[The data Boundary: Start]

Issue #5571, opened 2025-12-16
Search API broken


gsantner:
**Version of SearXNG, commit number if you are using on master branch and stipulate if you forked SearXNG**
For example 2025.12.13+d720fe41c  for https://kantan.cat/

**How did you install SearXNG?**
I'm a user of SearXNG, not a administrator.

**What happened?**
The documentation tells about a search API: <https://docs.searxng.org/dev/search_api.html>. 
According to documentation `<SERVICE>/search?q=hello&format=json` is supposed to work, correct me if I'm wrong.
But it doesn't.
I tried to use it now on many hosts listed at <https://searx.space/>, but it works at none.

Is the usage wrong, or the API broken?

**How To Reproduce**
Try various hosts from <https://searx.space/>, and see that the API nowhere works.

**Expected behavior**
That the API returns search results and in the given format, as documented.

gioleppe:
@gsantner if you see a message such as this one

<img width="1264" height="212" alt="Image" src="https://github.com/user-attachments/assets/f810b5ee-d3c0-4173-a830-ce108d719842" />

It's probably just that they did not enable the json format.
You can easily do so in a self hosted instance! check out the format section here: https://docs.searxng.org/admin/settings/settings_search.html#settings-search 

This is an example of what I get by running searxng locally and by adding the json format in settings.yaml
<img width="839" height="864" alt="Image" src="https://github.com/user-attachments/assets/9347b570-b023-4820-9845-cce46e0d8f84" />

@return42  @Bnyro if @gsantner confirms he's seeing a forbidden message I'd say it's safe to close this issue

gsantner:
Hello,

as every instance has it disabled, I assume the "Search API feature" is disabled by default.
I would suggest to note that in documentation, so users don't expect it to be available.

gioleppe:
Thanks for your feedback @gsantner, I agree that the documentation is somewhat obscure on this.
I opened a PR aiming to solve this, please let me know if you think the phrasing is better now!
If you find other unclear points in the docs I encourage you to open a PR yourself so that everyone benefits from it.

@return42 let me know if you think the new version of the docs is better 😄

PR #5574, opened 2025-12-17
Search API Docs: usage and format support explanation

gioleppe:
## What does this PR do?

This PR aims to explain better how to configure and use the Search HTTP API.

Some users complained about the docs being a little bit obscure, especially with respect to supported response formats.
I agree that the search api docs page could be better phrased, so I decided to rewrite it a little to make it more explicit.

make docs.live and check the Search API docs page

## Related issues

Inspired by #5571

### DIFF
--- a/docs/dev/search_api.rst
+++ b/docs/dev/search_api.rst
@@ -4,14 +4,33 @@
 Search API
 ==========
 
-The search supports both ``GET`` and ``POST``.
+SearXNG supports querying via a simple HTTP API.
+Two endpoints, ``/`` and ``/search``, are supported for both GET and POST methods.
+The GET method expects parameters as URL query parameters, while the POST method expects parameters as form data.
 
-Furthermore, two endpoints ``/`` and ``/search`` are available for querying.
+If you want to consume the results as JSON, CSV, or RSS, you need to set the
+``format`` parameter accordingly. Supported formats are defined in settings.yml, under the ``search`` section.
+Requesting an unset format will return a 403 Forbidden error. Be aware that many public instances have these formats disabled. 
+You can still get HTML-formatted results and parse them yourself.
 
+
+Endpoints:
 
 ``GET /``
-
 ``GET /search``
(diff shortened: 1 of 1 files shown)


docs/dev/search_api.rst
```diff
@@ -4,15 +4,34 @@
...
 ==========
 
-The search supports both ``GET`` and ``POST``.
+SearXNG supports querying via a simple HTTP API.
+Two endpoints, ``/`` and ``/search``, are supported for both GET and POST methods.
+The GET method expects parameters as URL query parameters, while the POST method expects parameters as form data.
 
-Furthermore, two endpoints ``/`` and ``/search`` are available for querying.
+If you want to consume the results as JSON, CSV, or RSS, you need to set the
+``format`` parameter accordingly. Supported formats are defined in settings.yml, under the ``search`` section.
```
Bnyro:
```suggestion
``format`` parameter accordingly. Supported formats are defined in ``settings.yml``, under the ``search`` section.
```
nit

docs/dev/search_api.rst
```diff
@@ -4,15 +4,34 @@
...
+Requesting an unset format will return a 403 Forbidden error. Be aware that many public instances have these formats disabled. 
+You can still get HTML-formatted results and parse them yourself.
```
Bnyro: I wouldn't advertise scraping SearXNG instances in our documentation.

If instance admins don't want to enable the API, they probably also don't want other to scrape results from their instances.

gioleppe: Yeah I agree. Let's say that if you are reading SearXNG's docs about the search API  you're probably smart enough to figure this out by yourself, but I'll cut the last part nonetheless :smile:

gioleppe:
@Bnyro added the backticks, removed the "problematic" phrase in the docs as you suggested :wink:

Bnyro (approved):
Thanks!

[The data Boundary: End]
[The data Boundary: Start]

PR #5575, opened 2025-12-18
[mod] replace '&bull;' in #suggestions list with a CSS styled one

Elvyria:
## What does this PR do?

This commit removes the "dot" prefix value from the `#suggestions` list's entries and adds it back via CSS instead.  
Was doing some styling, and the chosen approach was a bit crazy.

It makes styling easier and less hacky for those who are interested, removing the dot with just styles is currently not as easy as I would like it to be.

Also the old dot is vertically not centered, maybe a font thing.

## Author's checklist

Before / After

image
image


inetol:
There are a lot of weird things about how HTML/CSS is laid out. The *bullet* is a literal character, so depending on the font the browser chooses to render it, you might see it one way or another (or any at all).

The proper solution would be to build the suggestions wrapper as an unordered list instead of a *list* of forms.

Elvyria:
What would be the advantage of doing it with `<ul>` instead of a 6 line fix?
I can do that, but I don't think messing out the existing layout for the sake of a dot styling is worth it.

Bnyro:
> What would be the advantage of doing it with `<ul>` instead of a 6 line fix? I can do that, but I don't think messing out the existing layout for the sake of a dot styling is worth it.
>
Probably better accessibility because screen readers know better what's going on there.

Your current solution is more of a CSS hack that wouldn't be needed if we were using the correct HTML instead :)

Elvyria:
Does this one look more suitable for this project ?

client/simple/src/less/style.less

[The data Boundary: End]
[The data Boundary: Start]

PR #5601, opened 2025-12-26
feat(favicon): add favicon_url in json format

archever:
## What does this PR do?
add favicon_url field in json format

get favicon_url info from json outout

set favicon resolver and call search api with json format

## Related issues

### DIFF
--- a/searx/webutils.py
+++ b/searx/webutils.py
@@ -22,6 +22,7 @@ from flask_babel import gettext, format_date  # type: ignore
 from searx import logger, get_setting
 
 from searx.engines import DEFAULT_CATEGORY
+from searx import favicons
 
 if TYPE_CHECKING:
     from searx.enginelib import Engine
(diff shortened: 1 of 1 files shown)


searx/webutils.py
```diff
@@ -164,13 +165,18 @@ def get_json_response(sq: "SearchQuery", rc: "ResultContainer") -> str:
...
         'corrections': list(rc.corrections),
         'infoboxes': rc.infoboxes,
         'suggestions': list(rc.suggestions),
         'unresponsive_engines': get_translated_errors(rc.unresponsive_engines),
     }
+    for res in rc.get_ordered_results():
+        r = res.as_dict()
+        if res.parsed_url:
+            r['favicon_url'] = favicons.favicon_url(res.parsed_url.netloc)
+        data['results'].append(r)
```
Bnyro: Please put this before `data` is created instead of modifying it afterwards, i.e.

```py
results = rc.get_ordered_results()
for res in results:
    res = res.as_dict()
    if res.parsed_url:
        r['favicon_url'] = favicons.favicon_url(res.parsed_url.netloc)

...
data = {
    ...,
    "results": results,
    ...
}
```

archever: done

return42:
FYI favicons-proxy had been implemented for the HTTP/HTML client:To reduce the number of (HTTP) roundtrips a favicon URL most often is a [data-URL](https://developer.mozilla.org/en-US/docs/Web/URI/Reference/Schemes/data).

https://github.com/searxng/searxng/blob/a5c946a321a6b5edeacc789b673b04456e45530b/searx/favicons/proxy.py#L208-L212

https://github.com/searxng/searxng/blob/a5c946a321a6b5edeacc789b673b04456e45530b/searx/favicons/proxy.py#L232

[The data Boundary: End]

● Requirement: Give the number of lines in the records where the word "documentation" occurs, and add nothing.

● Task answer: 5